RadNet (RDNT) Q2 2024 earnings summary
Event summary combining transcript, slides, and related documents.
Q2 2024 earnings summary
2 Feb, 2026Executive summary
Achieved record Q2 2024 revenue of $459.7 million, up 13.9% year-over-year, and record Adjusted EBITDA of $72.3 million, up 19.7%, driven by strong demand, advanced imaging, and digital health growth.
Digital Health segment revenue rose 36.4% to $15.8 million, with AI revenue up 136.6% to $5.6 million, fueled by EBCD AI-powered mammography and increased investments.
Net loss of $3.0 million for Q2 2024, compared to net income of $8.4 million in Q2 2023, primarily due to higher interest expense, debt extinguishment costs, and non-recurring items.
Major expansion into Houston, Texas, with two acquisitions totaling 13 imaging centers, and expanded joint ventures, now with 37.4% of centers in health system partnerships.
Raised 2024 guidance for revenue, Adjusted EBITDA, and free cash flow based on strong performance and continued investment in de novo centers and AI initiatives.
Financial highlights
Q2 2024 revenue: $459.7 million (+13.9% YoY); Adjusted EBITDA: $72.3 million (+19.7% YoY); Adjusted EBITDA margin: 15.7% (+76 bps YoY).

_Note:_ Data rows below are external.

PR #1375, opened 2025-08-26
Improve performance by only fetching performance stats at most once every 10 ms

kabutz:
Here is a proposed fix (please check that it works correctly and is faster), where we utilize the CHM inside the JobServerStats to only query the OS MBean once every 10 ms.

### DIFF
--- a/core/src/main/java/org/jobrunr/server/jmx/JobServerStats.java
+++ b/core/src/main/java/org/jobrunr/server/jmx/JobServerStats.java
@@ -1,6 +1,7 @@
 package org.jobrunr.server.jmx;
 
 import javax.management.MBeanServer;
+import javax.management.ObjectName;
 import java.lang.management.ManagementFactory;
 import java.lang.management.OperatingSystemMXBean;
 import java.util.concurrent.ConcurrentHashMap;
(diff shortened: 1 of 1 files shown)


rsobies:
@kabutz 
I still see cpu usage quite hight, like there is no difference
image

it looks like `isNotExpired`  always return false, I have put a log inside `if` and the log is never printed

kabutz:
I haven't been able to reproduce the issue on my side, except in a small benchmark. Could you perhaps add a counter like a LongAdder that counts how many times this method is called per second? Maybe the expiry time has to increase, although 10ms seems long enough to me.

rsobies:
@kabutz 
the intervals betwean invoking `getMXBeanValueAsDouble` and `getMXBeanValueAsLong` are much bigger then 10ms thats why cache is always expired, when i set the `EXPIRY_TIME_IN_NANOS` == 50sec (just for example) , then cache started to work

rsobies:
this line `final Object attribute = platformMBeanServer.getAttribute(operatingSystemMXBean.getObjectName(), name);`
is very expensive even it is called once per couple seconds

rsobies:
@kabutz 
you can reproduce it by using sample app from my github [https://github.com/rsobies/jobruntest2](https://github.com/rsobies/jobruntest2) just follow the steps in the readme

auloin:
@cla-bot check

rdehuyss:
Closing / cleanup stale PR's

PR #1386, opened 2025-09-17
Update dependencies

### LINKED ISSUE #1384: Update all dependencies
Update any dependency as long as there are no breaking change (i.e., to there latest minor version). Maven dependencies + npm dependencies.

auloin:
Closes #1384


core/src/main/resources/org/jobrunr/dashboard/frontend/package.json
```diff
@@ -7,16 +7,16 @@
...
-    "@mui/icons-material": "^5.17.1",
-    "@mui/material": "^5.17.1",
-    "apexcharts": "^4.7.0",
-    "cronstrue": "^2.57.0",
+    "@mui/icons-material": "^5.18.0",
+    "@mui/material": "^5.18.0",
+    "apexcharts": "^5.3.3",
+    "cronstrue": "^3.3.0",
     "mdi-material-ui": "^7.9.4",
     "react": "^18.3.1",
```
brainbaking, line 15: So we're not updating this one just yet I presume? Looks like `19.1` exists
Edit: in another PR of course. Ignore this.

framework-support/jobrunr-micronaut-feature/jobrunr-micronaut-annotations/build.gradle
```diff
@@ -8,7 +8,7 @@ plugins {
 }
 
 micronaut {
-    version '4.8.3'
+    version '4.9.3'
```
brainbaking, line 11: Does updating these and the Spring/Quarkus one mean our users have to update as well; how do we usually do this?

wgroeneveld (approved):

core/src/main/resources/org/jobrunr/dashboard/frontend/package.json
auloin: The upgrade is covered by #1388

framework-support/jobrunr-micronaut-feature/jobrunr-micronaut-annotations/build.gradle
auloin: Good question; from experience no (playing with the example projects where we don't always change the framework version). Unless we're using an API that's only in the later version, they won't need to upgrade. For Spring we explicitly set the framework dependency as `provided`.

Issue #2276, opened 2022-05-27
Include current Block hash into `BlockHeaderValue`


appetrosyan:
Currently, when we query for block headers we cannot reliably compute the hash of the block, since it's computed from the byte representation of the block and can be representation dependent. 

To simplify our work, I suggest including the block hash in the query result

omkar-mohanty:
Can I take this issue?

appetrosyan:
Thank you! Your help would be much appreciated.

appetrosyan:
@0x009922 Would you like to weigh in on the discussion.

PR #2285, opened 2022-05-28
[feature] #2276: Include current Block hash into BlockHeaderValue

omkar-mohanty:
### Description of the Change
This PR introduces `current_block_hash` field to `BlockHeaderValue`. This field contains the hash of the latest `VersionComittedBlock`. 
### Issue
When we query for block headers we cannot reliably compute the hash of the block, since it's computed from the byte representation of the block and can be architecture dependent.
### Benefits
The Hash of a block will no longer be architecture dependent. 
### Possible Drawbacks
Not that I know of.

### DIFF
--- a/core/src/block.rs
+++ b/core/src/block.rs
@@ -725,6 +725,8 @@ impl VersionedCommittedBlock {
 
     /// Converts block to [`iroha_data_model`] representation for use in e.g. queries.
     pub fn into_value(self) -> BlockValue {
+        let current_block_hash = self.hash();
+
         let CommittedBlock {
             header,
             rejected_transactions,
@@ -732,7 +734,6 @@ impl VersionedCommittedBlock {
             event_recommendations,
             ..
         } = self.into_v1();
-
         let BlockHeader {
             timestamp,
             height,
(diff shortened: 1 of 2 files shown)


core/src/block.rs
```diff
@@ -730,7 +730,7 @@ impl VersionedCommittedBlock {
             transactions,
             event_recommendations,
             ..
-        } = self.into_v1();
+        } = self.clone().into_v1();
```
appetrosyan, line 733: This clone is copying a lot of data. I would prefer if you cloned the only moved value instead.

appetrosyan (changes requested):

appetrosyan:
Please observe that the expression `enhancement` is not one of the approved titles for feature-implementations, and amend both the commit message and the title of the PR.

appetrosyan (approved):

appetrosyan (approved):

Arjentix (approved):

Arjentix (approved):

appetrosyan (approved):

Imaging Center segment: $443.9 million revenue (+13.2% YoY), $69.1 million Adjusted EBITDA (+16.9% YoY).
Digital Health segment: $15.8 million revenue (+36.4% YoY), $3.3 million Adjusted EBITDA (+135.2% YoY).
Net loss per share: -$0.04 (vs. $0.12 EPS in Q2 2023), impacted by non-cash and one-time items.
Cash and cash equivalents at June 30, 2024: $741.7 million, up from $342.6 million at year-end 2023.
Outlook and guidance
2024 revenue guidance raised to $1.685B–$1.735B; Adjusted EBITDA to $257M–$267M; free cash flow to $72M–$80M.
Capital expenditures for Imaging Center segment increased to $135M–$145M.
Digital Health segment guidance unchanged: $60M–$70M revenue, $13M–$15M Adjusted EBITDA; segment expected to generate net losses as investments continue.
2025 Medicare reimbursement cut of $6M–$8M expected, but offset by commercial and capitated payer increases.
Sufficient liquidity and borrowing capacity to fund operations and future acquisitions over the next twelve months.